I'd like to see Jazz in the english saddle again!


----------



## WonderPup (Oct 26, 2008)

Aidan said:


> I'd like to see Jazz in the english saddle again!


working on it, but i want to put my own spin on it. Hoping I can get started on it tonight but I don't know. Nicholas got some shots at the doctor today and now he's running a low fever, randomly going into crying/screaming fits, and throwing it. hwell:

On the bright side I asked my hair stylist today about manic panic on Saleen's coat and she thinks it will show up fine on the grey. So yay... maybe we can have some fun with that later too.


----------



## Olie (Oct 10, 2009)

Loven those hearts!!! They are perfect!!! 

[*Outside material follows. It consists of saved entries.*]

PR #5324, opened 2023-10-18
Fix DNS content blockers list order for consistency across platform

wavygecko:
This seems to be the only place where gambling comes before adult content, so this PR fixes that to be consistent with the rest of the Mullvad platform.

- - -
This change is [Reviewable](https://reviewable.io/reviews/mullvad/mullvadvpn-app/5324)

### DIFF
--- a/gui/src/renderer/components/VpnSettings.tsx
+++ b/gui/src/renderer/components/VpnSettings.tsx
@@ -375,31 +375,6 @@ function BlockMalware() {
   );
 }
 
-function BlockGambling() {
-  const [dns, setBlockGambling] = useDns('blockGambling');
-
-  return (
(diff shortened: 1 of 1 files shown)


raksooo:
The current design is in line with the Android app and the design specifications for the app. I'll raise the question with the iOS and web developers to sync this.

wavygecko:
Ah, okay. I (and maybe iOS team, too?) based the order off of the [DNS server IP addresses](https://github.com/mullvad/dns-blocklists#custom-dns-entries-for-use-with-our-vpn-service) order.

faern:
The order of the gambling blocker seems to be consistent on all platforms now. So I'm closing this.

I know you dont like big bracelets but she would look dear with them rounded a bit. I bet you could put a spin on that jacket to match those perfect rosettes. Imagine that.


----------



## WonderPup (Oct 26, 2008)

Olie said:


> Loven those hearts!!! They are perfect!!!
> 
> I know you dont like big bracelets but she would look dear with them rounded a bit. I bet you could put a spin on that jacket to match those perfect rosettes. Imagine that.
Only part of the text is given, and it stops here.